Start of Block

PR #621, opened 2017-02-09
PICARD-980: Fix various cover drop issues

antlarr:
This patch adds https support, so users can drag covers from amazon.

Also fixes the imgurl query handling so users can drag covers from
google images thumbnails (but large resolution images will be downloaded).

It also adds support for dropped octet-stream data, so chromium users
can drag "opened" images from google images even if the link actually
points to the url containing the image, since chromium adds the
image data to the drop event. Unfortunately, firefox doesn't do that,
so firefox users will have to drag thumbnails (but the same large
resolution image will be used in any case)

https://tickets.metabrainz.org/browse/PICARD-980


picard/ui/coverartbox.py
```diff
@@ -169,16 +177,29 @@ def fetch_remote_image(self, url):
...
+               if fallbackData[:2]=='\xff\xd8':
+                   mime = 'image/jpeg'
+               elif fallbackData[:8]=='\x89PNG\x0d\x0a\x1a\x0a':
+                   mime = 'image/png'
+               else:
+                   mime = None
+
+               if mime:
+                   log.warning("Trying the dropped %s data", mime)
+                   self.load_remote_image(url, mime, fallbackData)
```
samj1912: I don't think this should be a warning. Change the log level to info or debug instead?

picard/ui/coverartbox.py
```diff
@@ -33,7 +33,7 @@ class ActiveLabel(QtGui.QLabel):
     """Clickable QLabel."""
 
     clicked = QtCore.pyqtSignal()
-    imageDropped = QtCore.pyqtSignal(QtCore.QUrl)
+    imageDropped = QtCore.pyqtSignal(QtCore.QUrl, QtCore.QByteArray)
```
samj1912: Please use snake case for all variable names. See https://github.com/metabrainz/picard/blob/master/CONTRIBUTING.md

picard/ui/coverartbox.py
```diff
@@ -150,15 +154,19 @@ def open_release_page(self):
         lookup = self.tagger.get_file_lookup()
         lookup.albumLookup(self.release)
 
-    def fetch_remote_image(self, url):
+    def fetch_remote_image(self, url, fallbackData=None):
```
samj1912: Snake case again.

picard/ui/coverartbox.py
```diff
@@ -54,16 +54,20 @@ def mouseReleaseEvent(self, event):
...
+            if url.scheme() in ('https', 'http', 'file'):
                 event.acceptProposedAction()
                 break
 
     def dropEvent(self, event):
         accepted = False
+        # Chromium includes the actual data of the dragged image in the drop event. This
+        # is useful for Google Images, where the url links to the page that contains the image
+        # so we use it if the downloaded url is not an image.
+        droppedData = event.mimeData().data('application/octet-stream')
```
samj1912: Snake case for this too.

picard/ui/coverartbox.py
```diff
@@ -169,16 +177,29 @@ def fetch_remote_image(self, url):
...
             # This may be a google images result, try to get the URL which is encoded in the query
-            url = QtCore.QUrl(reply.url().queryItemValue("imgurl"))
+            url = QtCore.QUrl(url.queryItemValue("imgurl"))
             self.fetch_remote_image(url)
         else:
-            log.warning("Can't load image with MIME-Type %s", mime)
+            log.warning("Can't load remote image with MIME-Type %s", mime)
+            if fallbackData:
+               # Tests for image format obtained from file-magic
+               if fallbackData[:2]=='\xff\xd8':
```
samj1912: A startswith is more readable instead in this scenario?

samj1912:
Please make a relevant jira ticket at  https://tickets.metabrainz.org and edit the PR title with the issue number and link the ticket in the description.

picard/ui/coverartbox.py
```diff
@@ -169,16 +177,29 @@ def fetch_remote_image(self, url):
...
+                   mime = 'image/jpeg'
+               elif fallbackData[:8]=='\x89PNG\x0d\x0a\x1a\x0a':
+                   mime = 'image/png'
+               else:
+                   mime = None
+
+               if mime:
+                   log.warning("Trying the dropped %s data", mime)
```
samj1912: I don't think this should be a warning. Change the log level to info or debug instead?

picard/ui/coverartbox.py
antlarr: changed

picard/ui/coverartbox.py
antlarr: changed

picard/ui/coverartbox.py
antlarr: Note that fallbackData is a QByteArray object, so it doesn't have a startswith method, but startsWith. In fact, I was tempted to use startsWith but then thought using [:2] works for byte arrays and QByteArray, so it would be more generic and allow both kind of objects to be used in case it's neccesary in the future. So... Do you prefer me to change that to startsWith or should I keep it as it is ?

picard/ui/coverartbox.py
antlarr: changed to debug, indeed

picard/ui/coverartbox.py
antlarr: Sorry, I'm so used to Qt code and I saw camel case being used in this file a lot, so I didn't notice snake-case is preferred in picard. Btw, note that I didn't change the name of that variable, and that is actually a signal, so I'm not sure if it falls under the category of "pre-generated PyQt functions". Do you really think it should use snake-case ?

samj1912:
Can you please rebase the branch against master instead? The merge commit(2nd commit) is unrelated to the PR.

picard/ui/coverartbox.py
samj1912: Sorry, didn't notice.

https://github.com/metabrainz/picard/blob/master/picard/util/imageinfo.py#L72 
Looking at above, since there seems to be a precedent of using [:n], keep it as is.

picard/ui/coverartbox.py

End of Block

- **TRY IT**
Please give the material above once more, unchanged.

- **OUTPUT BELOW**
PR #621, opened 2017-02-09
PICARD-980: Fix various cover drop issues

antlarr:
This patch adds https support, so users can drag covers from amazon.

Also fixes the imgurl query handling so users can drag covers from
google images thumbnails (but large resolution images will be downloaded).

It also adds support for dropped octet-stream data, so chromium users
can drag "opened" images from google images even if the link actually
points to the url containing the image, since chromium adds the
image data to the drop event. Unfortunately, firefox doesn't do that,
so firefox users will have to drag thumbnails (but the same large
resolution image will be used in any case)

https://tickets.metabrainz.org/browse/PICARD-980


picard/ui/coverartbox.py
```diff
@@ -169,16 +177,29 @@ def fetch_remote_image(self, url):
...
+               if fallbackData[:2]=='\xff\xd8':
+                   mime = 'image/jpeg'
+               elif fallbackData[:8]=='\x89PNG\x0d\x0a\x1a\x0a':
+                   mime = 'image/png'
+               else:
+                   mime = None
+
+               if mime:
+                   log.warning("Trying the dropped %s data", mime)
+                   self.load_remote_image(url, mime, fallbackData)
```
samj1912: I don't think this should be a warning. Change the log level to info or debug instead?

picard/ui/coverartbox.py
```diff
@@ -33,7 +33,7 @@ class ActiveLabel(QtGui.QLabel):
     """Clickable QLabel."""
 
     clicked = QtCore.pyqtSignal()
-    imageDropped = QtCore.pyqtSignal(QtCore.QUrl)
+    imageDropped = QtCore.pyqtSignal(QtCore.QUrl, QtCore.QByteArray)
```
samj1912: Please use snake case for all variable names. See https://github.com/metabrainz/picard/blob/master/CONTRIBUTING.md

picard/ui/coverartbox.py
```diff
@@ -150,15 +154,19 @@ def open_release_page(self):
         lookup = self.tagger.get_file_lookup()
         lookup.albumLookup(self.release)
 
-    def fetch_remote_image(self, url):
+    def fetch_remote_image(self, url, fallbackData=None):
```
samj1912: Snake case again.

picard/ui/coverartbox.py
```diff
@@ -54,16 +54,20 @@ def mouseReleaseEvent(self, event):
...
+            if url.scheme() in ('https', 'http', 'file'):
                 event.acceptProposedAction()
                 break
 
     def dropEvent(self, event):
         accepted = False
+        # Chromium includes the actual data of the dragged image in the drop event. This
+        # is useful for Google Images, where the url links to the page that contains the image
+        # so we use it if the downloaded url is not an image.
+        droppedData = event.mimeData().data('application/octet-stream')
```
samj1912: Snake case for this too.

picard/ui/coverartbox.py
```diff
@@ -169,16 +177,29 @@ def fetch_remote_image(self, url):
...
             # This may be a google images result, try to get the URL which is encoded in the query
-            url = QtCore.QUrl(reply.url().queryItemValue("imgurl"))
+            url = QtCore.QUrl(url.queryItemValue("imgurl"))
             self.fetch_remote_image(url)
         else:
-            log.warning("Can't load image with MIME-Type %s", mime)
+            log.warning("Can't load remote image with MIME-Type %s", mime)
+            if fallbackData:
+               # Tests for image format obtained from file-magic
+               if fallbackData[:2]=='\xff\xd8':
```
samj1912: A startswith is more readable instead in this scenario?

samj1912:
Please make a relevant jira ticket at  https://tickets.metabrainz.org and edit the PR title with the issue number and link the ticket in the description.

picard/ui/coverartbox.py
```diff
@@ -169,16 +177,29 @@ def fetch_remote_image(self, url):
...
+                   mime = 'image/jpeg'
+               elif fallbackData[:8]=='\x89PNG\x0d\x0a\x1a\x0a':
+                   mime = 'image/png'
+               else:
+                   mime = None
+
+               if mime:
+                   log.warning("Trying the dropped %s data", mime)
```
samj1912: I don't think this should be a warning. Change the log level to info or debug instead?

picard/ui/coverartbox.py
antlarr: changed

picard/ui/coverartbox.py
antlarr: changed

picard/ui/coverartbox.py
antlarr: Note that fallbackData is a QByteArray object, so it doesn't have a startswith method, but startsWith. In fact, I was tempted to use startsWith but then thought using [:2] works for byte arrays and QByteArray, so it would be more generic and allow both kind of objects to be used in case it's neccesary in the future. So... Do you prefer me to change that to startsWith or should I keep it as it is ?

picard/ui/coverartbox.py
antlarr: changed to debug, indeed

picard/ui/coverartbox.py
antlarr: Sorry, I'm so used to Qt code and I saw camel case being used in this file a lot, so I didn't notice snake-case is preferred in picard. Btw, note that I didn't change the name of that variable, and that is actually a signal, so I'm not sure if it falls under the category of "pre-generated PyQt functions". Do you really think it should use snake-case ?

samj1912:
Can you please rebase the branch against master instead? The merge commit(2nd commit) is unrelated to the PR.

picard/ui/coverartbox.py
samj1912: Sorry, didn't notice.

https://github.com/metabrainz/picard/blob/master/picard/util/imageinfo.py#L72 
Looking at above, since there seems to be a precedent of using [:n], keep it as is.

picard/ui/coverartbox.py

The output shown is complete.